Phew! We are looking at another 4 days to the end of the Direct Research (DR) period. As usual it has been a marathon for all of us at the SFS Center for Rainforest Studies (CRS). DR time is an interesting period in the lives of students and staff. The first two weeks are dedicated for data collection activities. The usual 9am-5pm routine is temporarily suspended, as data collection takes centre stage, with research groups dispersing to various study sites within the Wet Tropics. The excitement is not only in the success in obtaining good data, but also in the experiences which go with the process. Students share scintillating stories of how they got encumbered by wait-a-whiles (a notorious vine with nasty spines on the leaves and stalk), stung by rainforest stinging trees, encountered leeches, picked up numerous ticks, and so on. Although these encounters might sound piddly, they tend to be the most enduring memories of DR experiences. They are humorously shared in conversations with friends and family, on social media and so on — they are the fun moments which remain etched in memory. I believe this is one of reasons why the SFS program unique. There are few opportunities for undergraduate students to undertake the kind of real world research which SFS students are exposed to.

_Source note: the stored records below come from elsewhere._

PR #98, opened 2019-03-04
mark the database password as sensitive

mattyjones:
When doing a plan or when an error log is produced the database password is exposed. This should not be the case and I believe marking this as sensative will solve this according the current [docs](https://www.terraform.io/docs/configuration/outputs.html#sensitive-outputs).


bryantbiggs:
@mattyjones would you mind rebasing to fix merge conflicts when you get a chance?

antonbabenko:
@mattyjones [v2.8.0](https://github.com/terraform-aws-modules/terraform-aws-rds/releases/v2.8.0) has been just released with this minor fix.

Issue #103, opened 2019-03-12
Error when creating a read replica


carlosfrancia:
This modules returns an error while creating a Read Replica in both cases, same region and Cross-Region. 

In order to create a replica the variable replicate_source_db it must be populated. I.e:

```
replicate_source_db = "${module.db.this_db_instance_arn}"
```

The aws_rds_resource doesn't require of username and password variables when being an instance of a read replica (https://www.terraform.io/docs/providers/aws/r/db_instance.html):

_username - (Required unless a snapshot_identifier or replicate_source_db is provided) Username for the master DB user._

Trying to use this module without Username or password fails on terraform init:

```
Error: module "db-crossregion-replica": missing required argument "username"

Error: module "db-crossregion-replica": missing required argument "password"
```

Trying to add an empty password and get the following error on terraform plan:

```
Error: Error running plan: 1 error(s) occurred:

* module.db-replica.module.db_instance.local.this_db_instance_password: local.this_db_instance_password: Resource 'aws_db_instance.this' does not have attribute 'password' for variable 'aws_db_instance.this.*.password'
```
So password needs to be populated with some value and an error is returned on terraform apply:
 
```
Error: Error applying plan:

1 error(s) occurred:

* module.db-replica.module.db_instance.aws_db_instance.this: 1 error(s) occurred:

* aws_db_instance.this: error modifying DB Instance (demodb-replica): InvalidParameterCombination: Cannot change master user password on an RDS Postgres Read Replica because it uses physical replication and therefore cannot differ from its parent.
	status code: 400, request id: 794f2fc6-9f70-442a-acc6-5724b81b2d0c
```

**Expected result**

A Read Replica is created without errors

**Actual result**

This semester, students had an opportunity to choose from 3 projects focusing on: Indigenous tourism, tree kangaroos, and secondary forests. Consequently, there were 3 student research groups, one group for each of the projects. The Tree Roo group embarked on a mission to map the distribution of this cryptic arboreal marsupial within the Tablelands region. Research involving the very cute tree kangaroo is always popular with students. However, since this mammal is quite cryptic and arboreal, it calls for patience just to see it, let alone study it, while it is in its natural environment. That said, if the students’ enthusiasm in data analysis and write up is anything to go by, they will no doubt be coming up with interesting findings. I look forward to listening to their oral presentations.

Students who chose to research secondary forests succession spent time establishing transects to characterize various biotic and abiotic factors of the ecosystem. I’m told that the number of measurements involved in this type of study is mind-boggling. Students from this research group have to put in the hard yards; not to mention the usual encounters with leeches, wait-a-whiles, and ticks (the fun part!)


Students establishing transects. Photo courtesy of Lucy Portman.

The third group focused their inquiry on Indigenous tourism, visiting three of the most popular locations in far north Queensland, namely: Mossman Gorge, Rainforestation Nature Park, and Tjapukai. They surveyed visitors seeking Indigenous tourism experiences. Most tourists happily agreed to participate in the survey. However, truth be told, there were some rejections, which the students took in their strides. I believe the students’ research experiences were greatly enriched by their interactions with tourists in the course of their visit. They joined tourists in walking the trails, watched and participated in Aboriginal cultural dances, threw boomerangs, watched indigenous performers bellowing animal sounds through digeridoo and so on. And yes, they also had time to cuddle a Koala! It is not all work and no play.


DR students at Rainforestation Nature Park.